_Task to complete_. For the data below, work out how many lines contain the word "height" and supply only that number.
Information provided section start
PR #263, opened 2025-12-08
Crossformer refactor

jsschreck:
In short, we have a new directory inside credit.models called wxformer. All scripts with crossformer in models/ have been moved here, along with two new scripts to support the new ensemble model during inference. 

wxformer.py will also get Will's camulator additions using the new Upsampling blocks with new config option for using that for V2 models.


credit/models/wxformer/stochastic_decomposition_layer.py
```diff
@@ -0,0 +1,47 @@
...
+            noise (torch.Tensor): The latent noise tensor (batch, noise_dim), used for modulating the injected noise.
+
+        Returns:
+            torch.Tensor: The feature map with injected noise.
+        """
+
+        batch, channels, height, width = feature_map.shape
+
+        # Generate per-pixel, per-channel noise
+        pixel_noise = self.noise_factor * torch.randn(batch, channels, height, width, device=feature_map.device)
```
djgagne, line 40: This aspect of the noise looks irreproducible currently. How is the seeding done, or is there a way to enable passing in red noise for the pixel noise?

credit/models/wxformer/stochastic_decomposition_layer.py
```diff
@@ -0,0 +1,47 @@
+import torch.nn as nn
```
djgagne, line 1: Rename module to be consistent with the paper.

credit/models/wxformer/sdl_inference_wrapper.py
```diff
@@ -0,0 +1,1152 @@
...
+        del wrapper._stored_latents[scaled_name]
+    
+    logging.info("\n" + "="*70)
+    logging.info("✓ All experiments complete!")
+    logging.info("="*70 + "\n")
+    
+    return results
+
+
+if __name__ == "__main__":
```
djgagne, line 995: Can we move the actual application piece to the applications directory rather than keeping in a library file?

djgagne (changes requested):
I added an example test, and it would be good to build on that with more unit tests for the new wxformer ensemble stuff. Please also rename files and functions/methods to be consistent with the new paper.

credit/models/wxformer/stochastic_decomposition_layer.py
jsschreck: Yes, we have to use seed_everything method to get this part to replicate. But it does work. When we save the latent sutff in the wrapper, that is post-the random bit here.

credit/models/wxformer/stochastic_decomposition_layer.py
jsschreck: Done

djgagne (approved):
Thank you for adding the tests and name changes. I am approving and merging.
Information provided section end
_Solution to this exercise_. 2